I am in Western Nassau too. I called Slots A Lot in Franklin Sq. They have an ho track but I guess no races, I have never been there. Where is your club located?


----------



## Dyno Dom

Gags & Mopar 78,
We are a few weeks away from starting up. Many of the guys are busy buttoning up
their summer toys for the season. I sold my 6 lane Tomy layout, but we have 2 current 
tracks. Both are road courses, an AFX 4 x 20- 4 lane & 6 lane Tomy T- shaped table
about 22 ft long. The 6 lane track replaced a previous 8 laner. We get together on Wed.
nights. Nothing formal, most guys just toss a bag of nosh on the table. We try to keep it simple, running G & Storm cars. All is legal as long as stock arms & magnets are used. It
seems to work, I started w/them in 1985 running Tyco X-2's.


----------



## Dyno Dom

For all Ho racers/collectors in the L. I. area, Bob's Ho Fall show will be at the Huntington
Hilton on Sunday--10/19/08. Exit 49 So. on LIE or Southern State to exit 32 No. Melville


----------



## Dyno Dom

Let's see, we have: Mopar Ho in NYC, Mopar 78 in Queens, Gags & I in Nassau, and Gear
Head in Suffolk!  "The Island" was home to the Aurora factory & Raceway. :thumbsup:
At 110 miles long, aren't more Ho racers available to participate w/ their club activities?


----------



## mopar78

i'll be going to Bobs show,so maybe i'll meet you guys there


----------



## Gear Head

I'll be there with one of my kids in tow. Hope to see some of you there.


----------



## Dyno Dom

Gear Head & Mopar 78,
I will be at the show, hopefully we can meet. Gags, will you be able to attend?


----------



## GAGS

I can not attend, we are expecting a new edition that will be here no later that Thursday. I don't expect that I will make it, unles everyone is all home by then. I caught the tail end of the last show and was hoping to catch this one.


----------



## Dyno Dom

Gags, Congratulations & Best Wishes for your family!!! :thumbsup:
Bob's next L.I. show will be on 2/01/09--(Super Bowl Sunday) Possibly we will meet this
Sunday, next show or somewhere in between. Again, The Very Best!


----------



## GAGS

Thanks, I will be absolutely be at that show in Feb.


----------



## Dyno Dom

Today I went to Bob's HO show in Melville. I was pleased to meet the the fine folks at
Slots-A-Lot Raceway who had a table at the show. ( Cathy, Mark & Frank Jr.) Gags
previously mentioned Slots-A-Lot in post #8 of this thread. I have been told there IS an
HO racing program on Wednesday eve. @ 8PM. They have a 6 lane Tomy road course.
Current racing is for inline cars; HOWEVER, T-Jet racing can be added as per interest!
The Raceway is located at: 1100 Hempstead Tpke. in Franklin Square.

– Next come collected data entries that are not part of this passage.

PR #2705, opened 2017-06-30
Remove deleted Users userid from from Organization manager list

### LINKED ISSUE #2664: Using UI, removed user's id remains in Organization manager list
### Problem:
When a user, who is a manager in one or more Organizations, is removed, the user's id remains in Organization(s) manager list(s).
When Organizations manager list is displayed, it looks like the user id is removed, because the deleted users email address is not visible. However, the user id still remains in list.

### What to do?

When user is deleted, a new check is needed whether the user is a manager in any Organization. In case yes, the user's id must be removed from manager list(s).

It needs to be decided, what to do in case the deleted user is the last manager in Organization (or in another similar list):
a) add extra confirmation ("Are you really removing the last manager?"), if yes, then remove.
b) prohibit removal of user and inform ("User cannot be removed, because of being only manager in XXX Organization. Nominate another manager or remove Organization and then try again")
c) just remove id from list, which most likely causes problems afterwards.

### Other lists?
Also it needs to be checked, if there are other similar lists, where deleted user's id needs also to be removed.

matleppa:
Closes  #2664

### DIFF
--- a/users/server/methods.js
+++ b/users/server/methods.js
@@ -21,6 +21,9 @@ Meteor.methods({
 
     let user;
     if (this.userId === userId) {
+      // Remove user from all Organizations
+      Meteor.call('removeUserFromAllOrganizations', userId);
+
       user = Meteor.users.remove({
         _id: this.userId,
       });


marla-singer:
@matleppa Is PR ready for review? If it is, please set the label and Milestone for PR and issue

matleppa:
Ok, let's leave the functionality when Admin is deleting a user outside of scope of this PR.
Perhaps it needs to be studied later (via another issue).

For more info:
phone #- (516) 616-7075


----------



## GAGS

What are in line cars?? I am still new to the hobby.


----------



## Gear Head

Dom,

Thanks for making the contact. I unfortunately wasn't able to go Sunday due to a scheduling snafu. Maybe I can get enough tjet guys together in the coming months to head "West" on Wednesday nights. I will absolutely be at the December Beers show!


----------



## mopar78

Gear Head, the next show is Super Bowl sunday.The December show, i was told ,was cancelled.I f you guys decide to get together for some racing,please by all means keep me in mind.


----------



## Gear Head

Well there goes my Christmas! Dang

I always attend the Superbowl show and will keep you in mind.


----------



## Dyno Dom

Inline cars generally have horizontal arms w/pinion perpendicular to rear axle and crown
gear. (Tyco, Life-Like & Tomy) T-Jets have vertical armature shafts. (AKA-Flat arms or pancakes) Unfortunately,as of last year the July & Dec. shows were dropped. 
The Super Bowl show will be 02/01/09 followed by April & Oct. shows. :woohoo:
A Parsippany, NJ show is scheduled on 11/23/08. 
Mopar78, I am planning a new 6 lane layout & also will keep you in mind.


----------



## mopar78

thanks guys


----------



## kansas city

*show on super bowl sunday*

Any body go to last years slot car show in Melville long island, the one run by Bob Beers??


----------



## kansas city

*hobby shops selling t-jet parts*

Hey guy's anybody know of a hobby shop on long island that sells t-jet parts....


----------



## Dyno Dom

KC, there should be a good supply of parts available at this Sunday's show.


----------